Na Princesa de Minas, Juiz de Fora, Santo Antonio do Paraybuna, Manchester Mineira, era vida nova, vida velha, outros santos, outras festas.

Entra no carro com o Vô Rattes, vai no açougue. Hoje tem churrasco. Final de semana é dia de ir pra cidade alta. Brincar com primos, brincar de serra. Reviver o frio. Brincar com os primos e primas, pipa-papagio, casa de árvore, chão de terra.

E por ocasião de trabalho da Dona Wânia o molecote vai viver boa parte de suas horas do dia no Mariano procópio, brejeando o Paraibuna, margeando córrego, estourando dedo em rua calçada de pedra. Estudando em escolinha, ali mesmo. O molecote se sagra moleque de verdade. Da roça ao subúrbio, do matão à várzea.
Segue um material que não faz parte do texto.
PR #4110, opened 2024-08-06
Make `support/python/mkdocstrings_handlers/cxx/__init__.py` PEP 8 compliant (1 of 2)

rturrado:
- Make file PEP 8 compliant:
  - Add missing members to `Definition` class.
  - `convert_type` can return `str | None`.
  - `et` is imported as `ElementTree`.
  - `doxyxml2html` can receive either a `List[ElementTree.Element]` or an `ElementTree.Element`.
  - `type` variable is renamed to `type_` (and `type_text`) to avoid conflicts with built-in `type`.
  - `templateparamlist` is renamed to `template_param_list`.
  - Classes and global functions are separated by 2 blank lines.
  - Continuation lines are fixed.
  - Triple single quotes are replaced by triple double quotes.
  - Unused parameters are preceded by an underscore.
- Add a [link](https://github.com/fmtlib/fmt/blob/master/LICENSE) to fmt's full license at the top of the file.

### DIFF
--- a/support/python/mkdocstrings_handlers/cxx/__init__.py
+++ b/support/python/mkdocstrings_handlers/cxx/__init__.py
@@ -1,317 +1,339 @@
 # A basic mkdocstrings handler for {fmt}.
 # Copyright (c) 2012 - present, Victor Zverovich
+# https://github.com/fmtlib/fmt/blob/master/LICENSE
 
 import os
 from pathlib import Path
 from typing import Any, List, Mapping, Optional
 from subprocess import CalledProcessError, PIPE, Popen, STDOUT
-import xml.etree.ElementTree as et
+import xml.etree.ElementTree as ElementTree
 
 from mkdocstrings.handlers.base import BaseHandler
 
+
 class Definition:
-  '''A definition extracted by Doxygen.'''
-  def __init__(self, name: str, kind: Optional[str] = None,
-               node: Optional[et.Element] = None,
-               is_member: bool = False):
-    self.name = name
-    self.kind = kind if kind is not None else node.get('kind')
-    self.id = name if not is_member else None
-    self.params = None
-    self.members = None
+    """A definition extracted by Doxygen."""
+
+    def __init__(self, name: str, kind: Optional[str] = None,
+                 node: Optional[ElementTree.Element] = None,
+                 is_member: bool = False
+                 ):
+        self.name = name
+        self.kind = kind if kind is not None else node.get('kind')
+        self.desc = None
+        self.id = name if not is_member else None
+        self.members = None
+        self.params = None
+        self.template_params = None
+        self.trailing_return_type = None
+        self.type = None
+
 
 # A map from Doxygen to HTML tags.
 tag_map = {
-  'bold': 'b',
-  'emphasis': 'em',
-  'computeroutput': 'code',
-  'para': 'p',
-  'programlisting': 'pre',
-  'verbatim': 'pre'
+    'bold': 'b',
+    'emphasis': 'em',
+    'computeroutput': 'code',
+    'para': 'p',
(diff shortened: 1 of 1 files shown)


vitaut:
Thanks for the PR. Are you talking about PEP 8 and could you split indent/whitespace change into a separate commit/PR to make the more important changes easier to see in the diff?

rturrado:
> Thanks for the PR. Are you talking about PEP 8 

Yes! To be honest, I am just follow the recommendations (yellow flags) from CLion.

and could you split indent/whitespace change into a separate commit/PR to make the more important changes easier to see in the diff?

Sure, I'll do split it in 2.

support/python/mkdocstrings_handlers/cxx/__init__.py
```diff
@@ -305,13 +325,14 @@ def render(self, d: Definition, config: dict) -> str:
     text += '</div>\n'
     return text
 
+
 def get_handler(theme: str, custom_templates: Optional[str] = None,
-                **config: Any) -> CxxHandler:
-  '''Return an instance of `CxxHandler`.
+                **_config: Any) -> CxxHandler:
```
vitaut, line 330: Why add _ in config? Is it because it's unused?

vitaut: NVM, you mention it in the description.

vitaut (changes requested):
There is one error:

```

  File "<frozen importlib._bootstrap>", line 219, in _call_with_frames_removed
  File "/home/runner/work/fmt/fmt/support/python/mkdocstrings_handlers/cxx/__init__.py", line 53, in <module>
    def doxyxml2html(nodes: List[ElementTree.Element] | ElementTree.Element):
TypeError: unsupported operand type(s) for |: '_GenericAlias' and 'type'
```

rturrado:
> There is one error:
> 
> ```
> 
>   File "<frozen importlib._bootstrap>", line 219, in _call_with_frames_removed
>   File "/home/runner/work/fmt/fmt/support/python/mkdocstrings_handlers/cxx/__init__.py", line 53, in <module>
>     def doxyxml2html(nodes: List[ElementTree.Element] | ElementTree.Element):
> TypeError: unsupported operand type(s) for |: '_GenericAlias' and 'type'
> ```

Ooops, Python 3.8 doesn't like that `|` operator.

support/python/mkdocstrings_handlers/cxx/__init__.py
```diff
@@ -50,63 +62,71 @@ def doxyxml2html(nodes: List[et.Element]):
     out += '<code class="language-cpp">' if tag == 'pre' else ''
     if n.text:
       out += escape_html(n.text)
-    out += doxyxml2html(n)
+    out += doxyxml2html([n])
```
vitaut, line 65: Looks like this introduces infinite recursion: https://github.com/fmtlib/fmt/actions/runs/10303709064/job/28524343469?pr=4110

vitaut: Should probably be `list(n)` instead of `[n]` because what we need is a list of chile elements.

rturrado: > Should probably be `list(n)` instead of `[n]` because what we need is a list of chile elements.

Oh my! I had introduced the `from __future__ import annotations` so that I could use the operator `|` (I tested this in a `python:3.8` docker), but then I also pushed this change (something I was trying on my machine). Sorry about that! I hope it works now.

vitaut (approved):

vitaut:
Merged, thanks!

rturrado:
> Merged, thanks!

Yey, thanks to you!

PR #4115, opened 2024-08-10
Make `support/python/mkdocstrings_handlers/cxx/__init__.py` PEP 8 compliant (2 of 2)

rturrado:
Change indents to 4 spaces.
Run isort.

### DIFF
--- a/support/python/mkdocstrings_handlers/cxx/__init__.py
+++ b/support/python/mkdocstrings_handlers/cxx/__init__.py
@@ -2,8 +2,6 @@
 # Copyright (c) 2012 - present, Victor Zverovich
 # https://github.com/fmtlib/fmt/blob/master/LICENSE
 
-from __future__ import annotations
-
 import os
 import xml.etree.ElementTree as ElementTree
 from pathlib import Path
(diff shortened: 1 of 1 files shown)


support/python/mkdocstrings_handlers/cxx/__init__.py
```diff
@@ -5,336 +5,336 @@
 from __future__ import annotations
```
vitaut, line 5: Is this needed? I got an impression from the discussion on the previous PR that it was added but not used.

rturrado: Good spot:
- Indeed, I had initially added this import because it allowed us to use the operator '|' (e.g., `List[ElementTree.Element] | ElementTree.Element`.
- But then we change the code so that we were not using operator '|'.
- However, I hadn't removed it because, if I did it, I was getting a compilation error.
- I've fixed now that compilation error, by using `-> List[Definition]` instead of `-> list[Definition]` at `convert_params`.

vitaut:
Merged, thanks for cleaning this up!

rturrado:
> Merged, thanks for cleaning this up!

My pleasure!

PR #4116, opened 2024-08-13
Prioritize using the header files of self

cdzhan:
Fix the case that the headers files path of a different version of fmt already exits in the INCLUDE_DIRECTORIES directory property by a invoking of the [include_directories()](https://cmake.org/cmake/help/latest/command/include_directories.html#command:include_directories) command in the parent scope.
Although it may also be fixed in the parent scope. This PR can make it safer.


vitaut:
Looks reasonable, thanks.

PR #4118, opened 2024-08-13
Improve compile-time formatting

AnthonyVH:
This PR improves compile-time formatting. More specifically:

- A few `FMT_CONSTEXPR(20)` specifiers were added.
- `detail_exported::fixed_string` type is now formattable and has a UDL operator.
- The compile-time `fmt::format` functions now generate the same error as the runtime ones when a type is not formattable.
- An extra check was added to one of the `write()` overload's `enable_if`s to avoid ambiguity when a type is unformattable during compile-time formatting.
- The compile-time formatting tests are now generated as type-parametrized tests, for both formatting to a fixed length buffer, as well as to an `std::string_view`. This requires some rather ugly macros, but they allow avoiding duplicating all those tests.

### DIFF
--- a/include/fmt/compile.h
+++ b/include/fmt/compile.h
@@ -414,6 +414,21 @@ constexpr auto compile(S fmt) {
   }
 }
 #endif  // defined(__cpp_if_constexpr) && defined(__cpp_return_type_deduction)
+
+#if FMT_USE_NONTYPE_TEMPLATE_ARGS
+// A wrapper for non-type template arguments that automatically encapsulates
+// string literals, but leaves other argument types as-is.
+template <typename T> struct nttp_arg {
+  template <typename U = T> constexpr nttp_arg(U const& arg) : arg(arg) {}
+  T arg;
+};
+
+template <typename T> nttp_arg(const T&) -> nttp_arg<T>;
+
+template <typename Char, size_t N>
+nttp_arg(const Char (&arg)[N])
+    -> nttp_arg<fmt::detail_exported::fixed_string<Char, N>>;
+#endif  // FMT_USE_NONTYPE_TEMPLATE_ARGS
 }  // namespace detail
 
 FMT_BEGIN_EXPORT
@@ -522,6 +537,28 @@ template <detail_exported::fixed_string Str> constexpr auto operator""_cf() {
                                      Str>();
 }
 }  // namespace literals
+
+#  if FMT_USE_CONSTEVAL
+// Can't be consteval due to llvm bug preventing static constexpr members in
+// a consteval function: https://github.com/llvm/llvm-project/issues/82994.
+template <detail_exported::fixed_string format_str, detail::nttp_arg... args>
+constexpr auto format()
+    -> basic_string_view<remove_cvref_t<decltype(format_str.data[0])>> {
+  using char_t = remove_cvref_t<decltype(format_str.data[0])>;
+  static constexpr auto str = [] consteval {
+    // clang-format off
+    using namespace literals;
+    constexpr auto compiled_format = operator""_cf<format_str>();
+    // clang-format on
+    constexpr auto result_length =
+        formatted_size(compiled_format, (args.arg)...);
+    auto result = detail_exported::fixed_string<char_t, result_length>{};
+    format_to(result.data, compiled_format, (args.arg)...);
+    return result;
+  }();
+  return basic_string_view(str.data, sizeof(str.data) / sizeof(char_t));
+}
+#  endif  // FMT_USE_CONSTEVAL
 #endif
 
 FMT_END_EXPORT
--- a/include/fmt/compile.h
+++ b/include/fmt/compile.h
@@ -467,6 +467,8 @@ FMT_INLINE std::basic_string<typename S::char_type> format(const S&,
 template <typename OutputIt, typename S, typename... Args,
           FMT_ENABLE_IF(detail::is_compiled_string<S>::value)>
 FMT_CONSTEXPR OutputIt format_to(OutputIt out, const S&, Args&&... args) {
+  // Check that all types are formattable.
+  [[maybe_unused]] auto formattable_check = fmt::make_format_args(args...);
   constexpr auto compiled = detail::compile<Args...>(S());
   if constexpr (std::is_same<remove_cvref_t<decltype(compiled)>,
                              detail::unknown_format>()) {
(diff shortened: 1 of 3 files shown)


include/fmt/compile.h
```diff
@@ -467,6 +467,8 @@ FMT_INLINE std::basic_string<typename S::char_type> format(const S&,
 template <typename OutputIt, typename S, typename... Args,
           FMT_ENABLE_IF(detail::is_compiled_string<S>::value)>
 FMT_CONSTEXPR OutputIt format_to(OutputIt out, const S&, Args&&... args) {
+  // Check that all types are formattable.
+  [[maybe_unused]] auto formattable_check = fmt::make_format_args(args...);
```
sunmy2019, line 471: `[[maybe_unused]]` requires C++17, too high.

AnthonyVH: This should be fine, it's inside an `#if defined(__cpp_if_constexpr)` (line 421), which is also C++17.

test/util.h
```diff
@@ -81,3 +81,23 @@ class date {
...
+#define FOR_EACH_7(WHAT, X, ...) WHAT(X), FOR_EACH_6(WHAT, __VA_ARGS__)
+#define FOR_EACH_8(WHAT, X, ...) WHAT(X), FOR_EACH_7(WHAT, __VA_ARGS__)
+#define FOR_EACH_9(WHAT, X, ...) WHAT(X), FOR_EACH_8(WHAT, __VA_ARGS__)
+
+#define FOR_EACH_GET_MACRO(_1, _2, _3, _4, _5, _6, _7, _8, _9, NAME, ...) NAME
+#define FOR_EACH(action, ...)                                           \
+  FOR_EACH_GET_MACRO(__VA_ARGS__ __VA_OPT__(, ) FOR_EACH_9, FOR_EACH_8, \
+                     FOR_EACH_7, FOR_EACH_6, FOR_EACH_5, FOR_EACH_4,    \
+                     FOR_EACH_3, FOR_EACH_2, FOR_EACH_1, FOR_EACH_0)    \
+  (action __VA_OPT__(, ) __VA_ARGS__)
```
vitaut, line 103: Let's not introduce this and avoid new macros in tests.

vitaut (changes requested):

test/util.h
AnthonyVH: In this case getting rid of the macros that means duplicating all the tests when testing for a format function that returns an `std::string_view`. I'm not sure which of two evils is better.

AFAIK, a constexpr function returning the result of a format as `std::string_view` necessarily has to take all arguments as NTTP, since it needs to store the formatted result as a `static constexpr`, i.e. one such constant per unique set of arguments. And the issue there is that we can't pass `"bla"` as NTTP, it needs to be some kind of `fixed_string`.

I can't figure out a way to do this conditionally per variadic NTTP. As soon as the compiler sees a `const char[]` it's game over. Hence why I did the conversion of `const char[]` by wrapping each template argument in a lambda call with this `FOR_EACH` macro.

Would you prefer I duplicate some/all test cases?

test/compile-test.cc
```diff
@@ -301,77 +309,164 @@ template <size_t max_string_length, typename Char = char> struct test_string {
...
 consteval auto test_format(auto format, const Args&... args) {
-  test_string<max_string_length, Char> string{};
+  fixed_length_string<max_string_length, Char> string{};
   fmt::format_to(string.buffer, format, args...);
   return string;
 }
+#endif
+
+#if defined(__cpp_constexpr) && (__cpp_constexpr >= 202211L) && \
+    defined(FMT_CONSTEXPR20) && FMT_USE_NONTYPE_TEMPLATE_ARGS
```
phprus, line 319: ``FMT_CONSTEXPR20`` is always defined:

https://github.com/fmtlib/fmt/blob/fb07b37c5b104e98a9316668c8dbbed166c9b873/include/fmt/base.h#L133-L139

AnthonyVH: Will remove it, the other checks guarantee C++23 anyway.

test/util.h
AnthonyVH: Nevermind the above, I figured out a way to get rid of the `FOR_EACH`.

vitaut: Also I don't think we need those `string_view` / NTTP tests since they are testing the same logic.

AnthonyVH: I would agree, except I'm seeing different compile errors with the NTTP tests vs the existing ones (mainly missing `constexpr` specifiers).

vitaut: Could you provide an example on godbolt?

AnthonyVH: Sure: https://godbolt.org/z/eqorr8qWr. Note that there's a bunch of things this example doesn't support. It's just a MWE of one of the differences I saw.

Of course this could be due to something I implemented wrongly. E.g. formatting `42` uses a different call chain than `uint64_t{42}`, and I might have been going down a bunch of paths trying to make everything work with NTTP. Might have confused myself at some point :smile:.

vitaut: Thanks for the example. Looks like the only thing that is missing from the coverage is `formatted_size` (https://godbolt.org/z/8411Eaoh3) so let's revert all the test changes here and add a call to it to `test_format`, something like:

```
  constexpr auto n = fmt::formatted_size(format, args...);
```

AnthonyVH: Done. Also added a missing test case to catch the missing `constexpr` in the `FMT_FORMAT_AS` macro.

AnthonyVH:
By the way, do you feel there's any value in having a compile-time format to `std::string_view` available in the API? I.e.:

```c++
template <fmt::detail_exported::fixed_string format, nttp_arg... args>
constexpr std::string_view format();
```
I feel it's not entirely trivial to come up with this (due to not being able to pass `char[] const` as NTTP), so it might benefit users to have this available as a ready-made function for them.

The implementation would be more or less what I had in this Godbolt example: https://godbolt.org/z/eqorr8qWr.

```c++
namespace fmt {
  namespace detail {
    template <typename T> struct nttp_arg {
      template <typename U = T> constexpr nttp_arg(U const& arg) : arg(arg) {}
      T arg;
    };
    
    template <typename T>
    nttp_arg(const T&) -> nttp_arg<T>;
    
    nttp_arg(const Char (&arg)[N]) -> nttp_arg<fmt::detail_exported::fixed_string<char, N>>;
  } // namespace detail

  // Can't be consteval due to llvm bug: https://github.com/llvm/llvm-project/issues/82994.
  template <fmt::detail_exported::fixed_string format, fmt::detail::nttp_arg... args>
  constexpr std::string_view format() {
    static constexpr auto str = [] consteval {
      constexpr auto compiled_format = operator""_cf<format>();
      constexpr auto result_length =
          fmt::formatted_size(compiled_format, args...);
      auto result = std::array<char, result_length>{};
      fmt::format_to(result.data(), compiled_format, args...);
      return result;
    }();
    return std::string_view(str.data(), str.size());
  }
} // namespace fmt
```

vitaut:
This diff is really hard to review because it keeps changing and contains unrelated changes. Please split it into individual self-contained PRs. And I don't think we need anything to do with NTTP in the API.

PR #4126, opened 2024-08-21
add extern template/explicit instantiations for wchar_t.

Noxybot:
it supposed to save some build time when not header-only version of the library is used.
in our project we've noticed that significant amount of time is spent by compiler instantiating this:
```
223332 ms: fmt::detail::vformat_to<wchar_t> (3305 times, avg 67 ms)
```
This commit fixes the issue.


vitaut:
Thanks for the PR but this will cause binary size regression for the common case of not using `wchar_t`.

vitaut:
Discussed in #4128. Non-header only is the common case and `wchar_t` instantiations are avoided intentionally as they are known to significantly impact binary size.

PR #4132, opened 2024-08-28
Change std::copy to detail::copy in chrono to fix MSVC 19.41.34120 compile errors

tinfoilboy:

Cruza a avenida Rio Branco, vai almoçar na Vó Penha todo dia, ser cuidado pelas tias, e no final do dia ganhar beijo e abraço de mãe.

-Mãe, posso brincar no terreiro?
-Mas meu filho, eu sou sua vó, a sua mãe é a Wânia.
-Eu sei, vó. Mas é por que eu tenho duas mães.

E assim foi, e sempre será.

Eu vim de um monte de lugares. Pude até escolher de onde eu vim. Cabe a mim viver e morrer de amor por esses pedaços de mim, espalhados pela geografia intensa das Minas Gerais.

3 comments:

Farley Rocha said...

"Por que ele quer mesmo é ser sãojoanense, acordar e sentir cheiro de milho cozido, curral, paçoca, leitoa."
Isso me é muito familiar, porque aqui nas montanhas do leste se vive nessa mesma "geografia intensa de Minas".
Minhas visitas silenciosas tb passam pelo seu blog, amigo. Aliás, não é de hoje que sou seguidor dessa cena blogueira juizforana: Priamo, Alexandre Faria, você.

Abraços do leste a ti!

João Paulo de Oliveira said...

memorialista com a hospitalidade mineira

Ariane said...

Seu texto é lindo! De lacrimejar os olhos.